== Segment start ==

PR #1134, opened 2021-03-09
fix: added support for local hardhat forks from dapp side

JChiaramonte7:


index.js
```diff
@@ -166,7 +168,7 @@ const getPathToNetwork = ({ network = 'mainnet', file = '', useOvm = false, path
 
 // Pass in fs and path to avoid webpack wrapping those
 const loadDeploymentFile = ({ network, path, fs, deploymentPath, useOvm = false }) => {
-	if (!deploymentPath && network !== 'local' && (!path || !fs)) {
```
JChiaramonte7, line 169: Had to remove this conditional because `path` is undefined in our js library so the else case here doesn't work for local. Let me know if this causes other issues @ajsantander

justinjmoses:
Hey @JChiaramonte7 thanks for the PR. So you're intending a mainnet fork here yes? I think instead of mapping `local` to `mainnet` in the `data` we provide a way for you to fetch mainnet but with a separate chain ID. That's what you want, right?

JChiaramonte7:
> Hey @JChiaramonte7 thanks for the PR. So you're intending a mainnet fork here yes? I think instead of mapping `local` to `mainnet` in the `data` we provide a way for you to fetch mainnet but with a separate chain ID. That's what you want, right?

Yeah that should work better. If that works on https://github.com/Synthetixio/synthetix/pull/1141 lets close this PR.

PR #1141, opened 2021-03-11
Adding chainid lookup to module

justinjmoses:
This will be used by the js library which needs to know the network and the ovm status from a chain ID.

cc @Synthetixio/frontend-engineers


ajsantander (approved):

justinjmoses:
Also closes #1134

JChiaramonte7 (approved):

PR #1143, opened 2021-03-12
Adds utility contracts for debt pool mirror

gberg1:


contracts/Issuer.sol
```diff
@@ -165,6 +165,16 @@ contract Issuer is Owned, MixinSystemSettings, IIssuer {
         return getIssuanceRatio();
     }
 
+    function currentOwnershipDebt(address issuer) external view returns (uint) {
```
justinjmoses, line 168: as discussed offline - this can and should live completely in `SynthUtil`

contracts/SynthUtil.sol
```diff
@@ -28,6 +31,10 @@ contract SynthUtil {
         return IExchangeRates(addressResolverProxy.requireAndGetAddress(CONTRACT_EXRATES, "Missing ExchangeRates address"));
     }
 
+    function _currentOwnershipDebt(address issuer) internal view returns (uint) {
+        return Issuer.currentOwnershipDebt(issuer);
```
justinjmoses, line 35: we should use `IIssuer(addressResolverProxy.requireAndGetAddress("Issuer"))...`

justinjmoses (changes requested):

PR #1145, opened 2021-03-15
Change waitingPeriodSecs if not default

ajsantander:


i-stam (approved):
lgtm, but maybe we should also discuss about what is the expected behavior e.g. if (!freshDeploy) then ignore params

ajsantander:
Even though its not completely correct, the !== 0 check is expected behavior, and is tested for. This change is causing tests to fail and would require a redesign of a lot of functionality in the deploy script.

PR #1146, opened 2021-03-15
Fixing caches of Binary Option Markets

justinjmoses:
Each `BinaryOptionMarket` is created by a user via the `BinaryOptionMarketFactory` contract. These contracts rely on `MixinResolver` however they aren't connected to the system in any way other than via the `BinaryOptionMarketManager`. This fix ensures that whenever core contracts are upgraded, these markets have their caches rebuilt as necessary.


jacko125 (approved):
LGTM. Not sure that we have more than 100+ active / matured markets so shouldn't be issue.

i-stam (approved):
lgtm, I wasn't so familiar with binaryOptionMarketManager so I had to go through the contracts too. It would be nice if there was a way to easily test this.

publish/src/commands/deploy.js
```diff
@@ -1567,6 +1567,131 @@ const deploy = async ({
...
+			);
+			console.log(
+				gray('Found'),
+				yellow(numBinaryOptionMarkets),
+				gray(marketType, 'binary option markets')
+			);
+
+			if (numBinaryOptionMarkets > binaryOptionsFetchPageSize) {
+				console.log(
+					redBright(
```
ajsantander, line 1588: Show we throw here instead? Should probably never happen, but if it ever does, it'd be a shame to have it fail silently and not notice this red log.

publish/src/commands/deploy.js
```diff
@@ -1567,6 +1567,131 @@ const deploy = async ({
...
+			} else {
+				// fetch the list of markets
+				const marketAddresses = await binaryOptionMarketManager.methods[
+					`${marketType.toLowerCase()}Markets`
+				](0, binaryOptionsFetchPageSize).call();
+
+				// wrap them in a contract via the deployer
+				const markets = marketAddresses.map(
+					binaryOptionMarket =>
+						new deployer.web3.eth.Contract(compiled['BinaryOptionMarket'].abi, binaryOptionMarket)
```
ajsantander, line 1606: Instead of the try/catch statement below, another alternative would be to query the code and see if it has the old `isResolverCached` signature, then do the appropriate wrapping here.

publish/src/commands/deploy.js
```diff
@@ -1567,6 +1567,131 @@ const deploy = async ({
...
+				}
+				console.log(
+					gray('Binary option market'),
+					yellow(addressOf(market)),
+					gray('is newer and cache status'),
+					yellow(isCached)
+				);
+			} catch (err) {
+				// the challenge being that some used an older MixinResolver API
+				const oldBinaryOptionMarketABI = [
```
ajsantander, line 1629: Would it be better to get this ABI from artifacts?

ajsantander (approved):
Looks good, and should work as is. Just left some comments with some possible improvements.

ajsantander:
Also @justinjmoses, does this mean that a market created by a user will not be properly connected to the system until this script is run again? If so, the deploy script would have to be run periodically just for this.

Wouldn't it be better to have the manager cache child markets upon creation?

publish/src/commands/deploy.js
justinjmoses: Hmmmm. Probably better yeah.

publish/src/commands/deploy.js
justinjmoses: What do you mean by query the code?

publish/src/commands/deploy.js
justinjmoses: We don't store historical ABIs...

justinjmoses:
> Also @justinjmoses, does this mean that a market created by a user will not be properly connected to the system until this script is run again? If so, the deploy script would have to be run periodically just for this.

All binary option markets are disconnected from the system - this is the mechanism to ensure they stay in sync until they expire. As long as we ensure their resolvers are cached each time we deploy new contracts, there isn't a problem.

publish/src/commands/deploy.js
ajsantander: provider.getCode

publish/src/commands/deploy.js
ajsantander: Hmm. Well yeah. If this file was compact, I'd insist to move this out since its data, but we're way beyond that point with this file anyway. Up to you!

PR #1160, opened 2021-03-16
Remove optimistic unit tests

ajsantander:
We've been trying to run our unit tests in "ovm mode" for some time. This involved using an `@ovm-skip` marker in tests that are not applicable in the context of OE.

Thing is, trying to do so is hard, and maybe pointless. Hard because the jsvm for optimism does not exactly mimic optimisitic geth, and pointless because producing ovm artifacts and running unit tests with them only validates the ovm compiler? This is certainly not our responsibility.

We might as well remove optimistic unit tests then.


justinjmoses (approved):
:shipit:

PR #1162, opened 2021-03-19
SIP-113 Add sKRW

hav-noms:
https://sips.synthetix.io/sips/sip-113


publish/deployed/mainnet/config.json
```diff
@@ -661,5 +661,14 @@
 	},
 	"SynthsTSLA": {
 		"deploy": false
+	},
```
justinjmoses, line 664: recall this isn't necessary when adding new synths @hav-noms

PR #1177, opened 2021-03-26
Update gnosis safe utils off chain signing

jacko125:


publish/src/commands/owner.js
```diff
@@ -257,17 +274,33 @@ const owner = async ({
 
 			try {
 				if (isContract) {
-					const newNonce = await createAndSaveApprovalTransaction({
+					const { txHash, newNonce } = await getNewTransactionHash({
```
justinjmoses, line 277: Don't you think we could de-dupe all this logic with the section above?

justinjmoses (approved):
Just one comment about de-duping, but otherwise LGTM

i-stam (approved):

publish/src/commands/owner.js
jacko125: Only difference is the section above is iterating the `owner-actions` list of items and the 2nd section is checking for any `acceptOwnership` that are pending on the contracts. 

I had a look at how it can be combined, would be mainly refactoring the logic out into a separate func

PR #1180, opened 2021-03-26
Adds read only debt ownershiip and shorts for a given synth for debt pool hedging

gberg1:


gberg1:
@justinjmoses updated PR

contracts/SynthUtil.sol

== Segment end ==
== Segment start ==

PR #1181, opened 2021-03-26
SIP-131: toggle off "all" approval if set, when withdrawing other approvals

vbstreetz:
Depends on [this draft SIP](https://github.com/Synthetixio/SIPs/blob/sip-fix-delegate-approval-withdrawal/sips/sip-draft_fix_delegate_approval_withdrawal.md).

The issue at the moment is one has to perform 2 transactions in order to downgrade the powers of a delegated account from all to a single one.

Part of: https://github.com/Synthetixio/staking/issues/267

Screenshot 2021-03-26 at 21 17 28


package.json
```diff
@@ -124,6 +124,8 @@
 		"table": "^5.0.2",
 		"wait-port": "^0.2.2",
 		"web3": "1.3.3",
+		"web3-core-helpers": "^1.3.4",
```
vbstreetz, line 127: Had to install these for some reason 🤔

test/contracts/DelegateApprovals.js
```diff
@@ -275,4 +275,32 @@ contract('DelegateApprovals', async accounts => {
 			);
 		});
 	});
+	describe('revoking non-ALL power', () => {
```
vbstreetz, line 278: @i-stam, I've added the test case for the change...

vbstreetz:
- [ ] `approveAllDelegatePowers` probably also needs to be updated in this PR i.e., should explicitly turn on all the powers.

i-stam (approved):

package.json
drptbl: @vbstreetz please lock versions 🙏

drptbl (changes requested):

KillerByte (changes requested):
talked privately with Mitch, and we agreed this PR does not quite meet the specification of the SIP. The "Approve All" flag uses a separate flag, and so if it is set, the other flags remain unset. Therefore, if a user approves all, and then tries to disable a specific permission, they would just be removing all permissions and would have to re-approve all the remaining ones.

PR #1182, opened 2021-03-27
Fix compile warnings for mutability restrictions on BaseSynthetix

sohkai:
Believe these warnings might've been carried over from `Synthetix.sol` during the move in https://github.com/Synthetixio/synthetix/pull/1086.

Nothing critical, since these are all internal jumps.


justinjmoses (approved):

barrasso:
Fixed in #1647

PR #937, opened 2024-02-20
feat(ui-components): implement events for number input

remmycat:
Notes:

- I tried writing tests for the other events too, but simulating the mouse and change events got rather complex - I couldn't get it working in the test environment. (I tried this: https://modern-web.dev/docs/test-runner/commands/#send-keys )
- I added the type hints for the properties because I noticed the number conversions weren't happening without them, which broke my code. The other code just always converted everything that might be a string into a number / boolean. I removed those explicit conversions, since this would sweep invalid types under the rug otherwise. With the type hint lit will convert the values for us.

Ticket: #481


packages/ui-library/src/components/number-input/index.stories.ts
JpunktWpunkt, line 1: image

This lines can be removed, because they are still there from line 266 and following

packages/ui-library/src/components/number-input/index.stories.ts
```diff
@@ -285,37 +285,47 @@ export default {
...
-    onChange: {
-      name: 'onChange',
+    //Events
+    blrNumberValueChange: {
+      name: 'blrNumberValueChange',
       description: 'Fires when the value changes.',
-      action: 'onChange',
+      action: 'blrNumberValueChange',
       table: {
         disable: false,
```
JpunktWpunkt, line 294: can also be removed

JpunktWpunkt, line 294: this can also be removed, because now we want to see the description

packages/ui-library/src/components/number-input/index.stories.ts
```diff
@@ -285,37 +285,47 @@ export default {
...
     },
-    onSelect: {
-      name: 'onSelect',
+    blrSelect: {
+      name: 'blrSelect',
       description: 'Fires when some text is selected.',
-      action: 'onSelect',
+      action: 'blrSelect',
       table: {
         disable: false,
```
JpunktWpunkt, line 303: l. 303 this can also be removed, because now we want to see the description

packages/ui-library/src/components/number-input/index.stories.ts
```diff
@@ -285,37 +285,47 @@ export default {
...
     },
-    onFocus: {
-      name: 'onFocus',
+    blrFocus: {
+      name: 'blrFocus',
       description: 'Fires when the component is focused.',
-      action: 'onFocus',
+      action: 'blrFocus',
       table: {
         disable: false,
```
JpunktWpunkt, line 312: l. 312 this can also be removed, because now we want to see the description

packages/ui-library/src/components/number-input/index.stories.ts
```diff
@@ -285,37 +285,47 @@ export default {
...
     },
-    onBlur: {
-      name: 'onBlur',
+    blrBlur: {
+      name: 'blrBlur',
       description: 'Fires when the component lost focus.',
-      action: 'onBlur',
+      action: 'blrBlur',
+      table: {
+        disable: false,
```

== Segment end ==
== Segment start ==

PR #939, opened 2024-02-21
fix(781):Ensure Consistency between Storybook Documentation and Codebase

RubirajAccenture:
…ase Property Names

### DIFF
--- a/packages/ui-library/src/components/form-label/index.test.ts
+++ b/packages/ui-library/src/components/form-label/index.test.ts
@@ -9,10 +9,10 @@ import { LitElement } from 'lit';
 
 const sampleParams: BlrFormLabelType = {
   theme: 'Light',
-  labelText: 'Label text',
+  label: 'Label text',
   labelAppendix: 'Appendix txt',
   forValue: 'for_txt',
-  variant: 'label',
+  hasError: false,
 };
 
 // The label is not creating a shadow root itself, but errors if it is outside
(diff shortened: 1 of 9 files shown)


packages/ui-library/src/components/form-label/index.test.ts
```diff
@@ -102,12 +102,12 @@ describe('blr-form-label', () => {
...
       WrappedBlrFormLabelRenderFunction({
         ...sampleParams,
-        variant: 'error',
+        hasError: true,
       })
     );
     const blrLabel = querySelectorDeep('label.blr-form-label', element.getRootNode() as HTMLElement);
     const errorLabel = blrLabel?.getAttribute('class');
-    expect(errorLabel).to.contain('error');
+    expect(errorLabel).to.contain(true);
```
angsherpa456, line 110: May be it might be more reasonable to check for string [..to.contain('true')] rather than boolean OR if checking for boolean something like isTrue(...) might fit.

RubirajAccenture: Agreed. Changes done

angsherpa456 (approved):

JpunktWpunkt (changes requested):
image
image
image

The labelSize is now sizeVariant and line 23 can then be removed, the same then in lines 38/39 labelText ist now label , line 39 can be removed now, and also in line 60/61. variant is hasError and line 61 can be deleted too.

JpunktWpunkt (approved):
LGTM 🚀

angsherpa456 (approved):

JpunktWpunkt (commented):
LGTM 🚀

== Segment end ==

__What is expected__
Report how many lines in the listing above include the word "else". Give nothing but the number.

__Answer to the exercise__
2